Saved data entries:
****************
PR #400, opened 2026-08-17
cmp: avoid time.Location initialization race in reports

### LINKED ISSUE #381: Race condition when using go-cmp on structs that include `time.Time`
👋 

This a follow-up to https://github.com/golang/go/issues/74460 in the golang issues tracker, where go present a data race when some of the private fields of time.Time are accessed trough the `reflect` package.

The Golang team decided not to fix the issue as it have implication on the maintainability of private fields in the standard library and suggested to fix `go-cmp` to treat `time.Time` as a special case and use `==` to compare time fields as that's the way go recommend comparing `time.Time` (read comments on https://github.com/golang/go/issues/74460 for more details).

1678092075:
## Problem

When `cmp.Diff` produces a high-verbosity report that avoids `String` methods, it can reflect over the unexported fields of a `time.Time`. If the referenced `time.Location` is being lazily initialized at the same time, the report races with the standard library's initialization writes.

This is the reporting race described in #381 and golang/go#74460.

## Root cause

The fallback report bypasses `fmt.Stringer` so it can expose otherwise hidden differences. For `time.Time`, that means recursively reading its private `Location` state without first synchronizing with lazy location initialization.

## Change

Before reflectively formatting a `time.Time` with Stringer formatting disabled, initialize the specific `Location` referenced by that value. This keeps the existing reflective output, including map-key disambiguation, while avoiding concurrent reads during lazy initialization.

The regression coverage:

- runs the race scenario in a fresh child process so the location starts uninitialized;
- replaces the global `time.Local` after constructing the value, verifying that the value's actual location is synchronized;
- verifies that distinct `time.Time` map keys with identical `String` output remain distinguishable.

## Verification

- `GOCACHE=/tmp/go-cmp-cache-regression go test -race ./cmp -run '^TestDiffDoesNotRaceWithTimeLocalInitialization$' -count=5` — pass
- `GOCACHE=/tmp/go-cmp-cache-target go test ./cmp -run '^TestFormatMapKeyDisambiguatesTimeLocations$' -count=3` — pass
- `GOCACHE=/tmp/go-cmp-cache-race go test -race ./...` — pass
- `test -z "$(gofmt -d .)"` — pass
- `git diff --check HEAD^ HEAD` — pass

## Compatibility and risk

There is no public API change. The special case only runs when report formatting intentionally bypasses Stringer methods; ordinary `time.Time` formatting and comparison behavior are unchanged.

Fixes #381.

### DIFF
--- a/cmp/report_reflect.go
+++ b/cmp/report_reflect.go
@@ -10,6 +10,7 @@ import (
 	"reflect"
 	"strconv"
 	"strings"
+	"time"
 	"unicode"
 	"unicode/utf8"
 
@@ -21,6 +22,7 @@ var (
 	stringType = reflect.TypeOf((*string)(nil)).Elem()
 	bytesType  = reflect.TypeOf((*[]byte)(nil)).Elem()
 	byteType   = reflect.TypeOf((*byte)(nil)).Elem()
+	timeType   = reflect.TypeOf(time.Time{})
 )
 
 type formatValueOptions struct {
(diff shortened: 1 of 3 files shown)


1678092075:
Hi! Just checking whether there’s anything else I can provide to help review this change. The PR is still passing the repository checks and Google CLA, and I’m happy to adjust the implementation or add coverage if needed. Thanks!

PR #404, opened 2026-09-09
.github/workflows: raise test matrix version to 1.26

randall77:
It's currently at 1.21, which no longer runs on the latest
macOS, which is what runs the tests. See
https://github.com/golang/go/issues/78012

All pull requests will fail the tests with errors like
"missing LC_UUID load command" until we upgrade to a Go version
which has the fix for 78012.


dsnet:
Thanks! Go 1.21 is pretty ancient.

dsnet (approved):

PR #268, opened 2021-06-02
Moved `set -e` closer to execution scripts/checkdags.py

cvriel:
The set -e configuration in run.sh is used to stop Airflow when one of the DAG's cannot be executed due to some error. An extra safety check before deployment of changes.

In the run.sh one of the cmd's is to delete and create Airflow connections. When runned locally (for the first time) the connection are not yet created when the cmd to delete the connection is executed (after that it will create the connection).

Because the connection does not yet exists when deleted, it will give an exit code 1. Causing the Airflow to stop running.

As a quick fic the `set -e` is set just befor e the scripts/checkdags.py. So it will be active for the check on correct DAG.

### DIFF
--- a/src/scripts/run.sh
+++ b/src/scripts/run.sh
@@ -1,7 +1,5 @@
 #!/bin/bash
 
-set -e # stop on errors
-
 export AIRFLOW__CORE__SQL_ALCHEMY_CONN=${AIRFLOW__CORE__SQL_ALCHEMY_CONN:-`echo $AIRFLOW_CONN_POSTGRES_DEFAULT | cut -d'?' -f 1`}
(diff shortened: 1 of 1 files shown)


c-arnarez (approved):

src/scripts/run.sh
```diff
@@ -94,7 +92,7 @@ airflow variables import vars/vars.json
 # to run the checkscript.
 # Make sure that the the containing shell script (run.sh)
 # stops on errors (set -e).
```
jjmurre, line 94: Het set -e kan nog uit het commentaar worden verwijderd.

jjmurre (approved):
LGTM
****************
▶ **Assignment**: For this exercise, write out all of the data exactly.

▶ **Answer to the exercise**:
PR #400, opened 2026-08-17
cmp: avoid time.Location initialization race in reports

### LINKED ISSUE #381: Race condition when using go-cmp on structs that include `time.Time`
👋 

This a follow-up to https://github.com/golang/go/issues/74460 in the golang issues tracker, where go present a data race when some of the private fields of time.Time are accessed trough the `reflect` package.

The Golang team decided not to fix the issue as it have implication on the maintainability of private fields in the standard library and suggested to fix `go-cmp` to treat `time.Time` as a special case and use `==` to compare time fields as that's the way go recommend comparing `time.Time` (read comments on https://github.com/golang/go/issues/74460 for more details).

1678092075:
## Problem

When `cmp.Diff` produces a high-verbosity report that avoids `String` methods, it can reflect over the unexported fields of a `time.Time`. If the referenced `time.Location` is being lazily initialized at the same time, the report races with the standard library's initialization writes.

This is the reporting race described in #381 and golang/go#74460.

## Root cause

The fallback report bypasses `fmt.Stringer` so it can expose otherwise hidden differences. For `time.Time`, that means recursively reading its private `Location` state without first synchronizing with lazy location initialization.

## Change

Before reflectively formatting a `time.Time` with Stringer formatting disabled, initialize the specific `Location` referenced by that value. This keeps the existing reflective output, including map-key disambiguation, while avoiding concurrent reads during lazy initialization.

The regression coverage:

- runs the race scenario in a fresh child process so the location starts uninitialized;
- replaces the global `time.Local` after constructing the value, verifying that the value's actual location is synchronized;
- verifies that distinct `time.Time` map keys with identical `String` output remain distinguishable.

## Verification

- `GOCACHE=/tmp/go-cmp-cache-regression go test -race ./cmp -run '^TestDiffDoesNotRaceWithTimeLocalInitialization$' -count=5` — pass
- `GOCACHE=/tmp/go-cmp-cache-target go test ./cmp -run '^TestFormatMapKeyDisambiguatesTimeLocations$' -count=3` — pass
- `GOCACHE=/tmp/go-cmp-cache-race go test -race ./...` — pass
- `test -z "$(gofmt -d .)"` — pass
- `git diff --check HEAD^ HEAD` — pass

## Compatibility and risk

There is no public API change. The special case only runs when report formatting intentionally bypasses Stringer methods; ordinary `time.Time` formatting and comparison behavior are unchanged.

Fixes #381.

### DIFF
--- a/cmp/report_reflect.go
+++ b/cmp/report_reflect.go
@@ -10,6 +10,7 @@ import (
 	"reflect"
 	"strconv"
 	"strings"
+	"time"
 	"unicode"
 	"unicode/utf8"
 
@@ -21,6 +22,7 @@ var (
 	stringType = reflect.TypeOf((*string)(nil)).Elem()
 	bytesType  = reflect.TypeOf((*[]byte)(nil)).Elem()
 	byteType   = reflect.TypeOf((*byte)(nil)).Elem()
+	timeType   = reflect.TypeOf(time.Time{})
 )
 
 type formatValueOptions struct {
(diff shortened: 1 of 3 files shown)


1678092075:
Hi! Just checking whether there’s anything else I can provide to help review this change. The PR is still passing the repository checks and Google CLA, and I’m happy to adjust the implementation or add coverage if needed. Thanks!

PR #404, opened 2026-09-09
.github/workflows: raise test matrix version to 1.26

randall77:
It's currently at 1.21, which no longer runs on the latest
macOS, which is what runs the tests. See
https://github.com/golang/go/issues/78012

All pull requests will fail the tests with errors like
"missing LC_UUID load command" until we upgrade to a Go version
which has the fix for 78012.


dsnet:
Thanks! Go 1.21 is pretty ancient.

dsnet (approved):

PR #268, opened 2021-06-02
Moved `set -e` closer to execution scripts/checkdags.py

cvriel:
The set -e configuration in run.sh is used to stop Airflow when one of the DAG's cannot be executed due to some error. An extra safety check before deployment of changes.

In the run.sh one of the cmd's is to delete and create Airflow connections. When runned locally (for the first time) the connection are not yet created when the cmd to delete the connection is executed (after that it will create the connection).

Because the connection does not yet exists when deleted, it will give an exit code 1. Causing the Airflow to stop running.

As a quick fic the `set -e` is set just befor e the scripts/checkdags.py. So it will be active for the check on correct DAG.

### DIFF
--- a/src/scripts/run.sh
+++ b/src/scripts/run.sh
@@ -1,7 +1,5 @@
 #!/bin/bash
 
-set -e # stop on errors
-
 export AIRFLOW__CORE__SQL_ALCHEMY_CONN=${AIRFLOW__CORE__SQL_ALCHEMY_CONN:-`echo $AIRFLOW_CONN_POSTGRES_DEFAULT | cut -d'?' -f 1`}
(diff shortened: 1 of 1 files shown)


c-arnarez (approved):

src/scripts/run.sh
```diff
@@ -94,7 +92,7 @@ airflow variables import vars/vars.json
 # to run the checkscript.
 # Make sure that the the containing shell script (run.sh)
 # stops on errors (set -e).
```
jjmurre, line 94: Het set -e kan nog uit het commentaar worden verwijderd.

jjmurre (approved):
LGTM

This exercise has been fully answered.